Minister of Education, Khyber Pakhtunkhwa, province of Pakistan
- In office 5 September 1997 – 12 October 1999
- President: Justice Retired Muhammad Rafiq Tarar
- Prime Minister: Nawaz Sharif
- Constituency: PF-81, Swat-2
- Majority: Pakistan Muslim League Nawaz (PML-N)

Personal details
- Born: November 30, 1965 Saidu Sharif, Swat (princely state)
- Died: December 28, 2007 (aged 42) Manglawar, Swat
- Resting place: Aqba, Saidu Sharif, Swat 34°45'0N 72°21'0E
- Party: Pakistan Muslim League Nawaz(PML-N)
- Relations: Miangul Jahan Zeb (grandfather)
- Parent: Miangul Amirzeb
- Occupation: Politician

= Miangul Asfandyar Amir Zeb =

Pakistani politician

Miangul Asfandyar Amir Zeb (Pashto: میانگل اسفندیار امیرزېب) (30 November 1965 – 28 December 2007) was a Pakistani politician and a member of the royal family of the former Princely State of Swat, who was killed in an assassination attack by the Taliban during the 2007 skirmishes in Swat. His assassination was the first high-profile killing by the Taliban militants of Swat, occurring just a day after the killing of Benazir Bhutto.

==Family==
Amir Zeb was the grandson of the former ruler of the Swat, Miangul Jehanzeb, and the former president of Pakistan, Ayub Khan. He was the son of Miangul Amir Zeb (who was a member of the National Assembly of Pakistan in 1977) and a nephew of Miangul Aurang Zeb, former Governor of Khyber Pakhtunkhwa.
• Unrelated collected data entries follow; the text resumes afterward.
Issue #6585, opened 2020-07-04
Setup Error


yoalley:
System.IO.DirectoryNotFoundException
  HResult=0x80070003
  Message=Could not find a part of the path 'F:\Git\net core\cms\OrchardCore\src\OrchardCore.Cms.Web\App_Data\Sites\Default\ContentDefinition.json'.
  Source=System.Private.CoreLib
  StackTrace:
   在 System.IO.FileStream.ValidateFileHandle(SafeFileHandle fileHandle)
   在 System.IO.FileStream.CreateFileOpenHandle(FileMode mode, FileShare share, FileOptions options)
   在 System.IO.FileStream..ctor(String path, FileMode mode, FileAccess access, FileShare share, Int32 bufferSize, FileOptions options)
   在 System.IO.StreamWriter.ValidateArgsAndOpenPath(String path, Boolean append, Encoding encoding, Int32 bufferSize)
   在 System.IO.StreamWriter..ctor(String path, Boolean append)
   在 System.IO.File.CreateText(String path)
   在 OrchardCore.ContentManagement.FileContentDefinitionStore.SaveContentDefinitionAsync(ContentDefinitionRecord contentDefinitionRecord) 在 F:\Git\net core\cms\OrchardCore\src\OrchardCore\OrchardCore.ContentManagement\FileContentDefinitionStore.cs 中: 第 68 行
   在 OrchardCore.ContentManagement.ContentDefinitionManager.UpdateContentDefinitionRecord() 在 F:\Git\net core\cms\OrchardCore\src\OrchardCore\OrchardCore.ContentManagement\ContentDefinitionManager.cs 中: 第 348 行
   在 OrchardCore.ContentManagement.ContentDefinitionManager.StorePartDefinition(ContentPartDefinition contentPartDefinition) 在 F:\Git\net core\cms\OrchardCore\src\OrchardCore\OrchardCore.ContentManagement\ContentDefinitionManager.cs 中: 第 132 行
   在 OrchardCore.ContentManagement.Metadata.ContentDefinitionManagerExtensions.AlterPartDefinition(IContentDefinitionManager manager, String name, Action`1 alteration) 在 F:\Git\net core\cms\OrchardCore\src\OrchardCore\OrchardCore.ContentManagement.Abstractions\IContentDefinitionManager.cs 中: 第 60 行
[...]

PR #6690, opened 2020-07-15
#6585 Fixing Linux setup by making sure a directory created before creating a file

rserj:
image
Setup fails on Installation from Docker-Linux container. The directory needs to be created before file creation. On the image above Setup failed because there wasn't "Default" folder.

### DIFF
--- a/src/OrchardCore/OrchardCore.ContentManagement/FileContentDefinitionStore.cs
+++ b/src/OrchardCore/OrchardCore.ContentManagement/FileContentDefinitionStore.cs
@@ -65,6 +65,12 @@ namespace OrchardCore.ContentManagement
         {
             lock (this)
             {
+                var directoryPath = Path.GetDirectoryName(Filename);
+                if (!Directory.Exists(directoryPath))
+                {
+                    Directory.CreateDirectory(directoryPath);
+                }
+
                 using (var file = File.CreateText(Filename))
                 {
                     var serializer = new JsonSerializer();
--- a/src/OrchardCore/OrchardCore.ContentManagement/FileContentDefinitionStore.cs
+++ b/src/OrchardCore/OrchardCore.ContentManagement/FileContentDefinitionStore.cs
@@ -1,3 +1,4 @@
+using System;
 using System.IO;
 using System.Threading.Tasks;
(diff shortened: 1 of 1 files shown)


src/OrchardCore/OrchardCore.ContentManagement/FileContentDefinitionStore.cs
```diff
@@ -65,6 +65,12 @@ public Task SaveContentDefinitionAsync(ContentDefinitionRecord contentDefinition
         {
             lock (this)
             {
+                var directoryPath = Path.GetDirectoryName(Filename);
```
hishamco, line 68: Nice catch!! but I'm not sure how this work in Windows or MacOS? @rserj could please test in on other OS

Thanks

rserj: @hishamco thank you for your review. 
In the image above I reproduced issue on Linux, I commented out the fix and was able to reproduce issue on Windows, please see image below
image
I tested fix on Windows and Linux as well, it works fine, unfortunately, I can not test on MasOS, but following to API documentation
https://docs.microsoft.com/en-us/dotnet/api/system.io.file.createtext?view=netcore-3.1
DirectoryNotFoundException is expected behavior, 
>DirectoryNotFoundException
The specified path is invalid (for example, it is on an unmapped drive).

It only fails if you try to install Agency recipe with some of the external Database such as MySql

src/OrchardCore/OrchardCore.ContentManagement/FileContentDefinitionStore.cs
```diff
@@ -65,6 +65,12 @@ public Task SaveContentDefinitionAsync(ContentDefinitionRecord contentDefinition
...
+                if (!Directory.Exists(directoryPath))
```
sebastienros, line 69:
```suggestion
                if (!String.IsNullOrEmpty(directoryPath) && !Directory.Exists(directoryPath))
```

sebastienros: Otherwise you can get a NRE. I had the same issue last week on another repo.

==Early life and education==
Born on 30 November 1965 in Saidu Sharif, Asfandyar received his early education in the Catholic Public High School of Sangota Swat. He was then sent to the Army Burn Hall College in Abbottabad where he completed his Senior Cambridge. He received a bachelor's degree in Civil Engineering from the College of Engineering, University of Peshawar in 1989.

==Political career==
Amir Zeb, as a young politician affiliated with the Pakistan Muslim League-Nawaz (PML-N), was elected to the NWFP (Khyber Pakhtunkhwa) Assembly on the PML-N ticket in the 1997 elections and was inducted into the cabinet as education minister on 5 September 1998, a position he held until 12 October 1999. He had also won the election for the District Nazim in 2003 after the death of the previous District Nazim, Mehboobur Rahman. He held the position until 2005. The people of the valley were satisfied with his performance as District Nazim, and many drew analogies between him and his grandfather, the former ruler of Swat, Miangul Jehanzeb, who had developed the valley during his rule that ended in 1969.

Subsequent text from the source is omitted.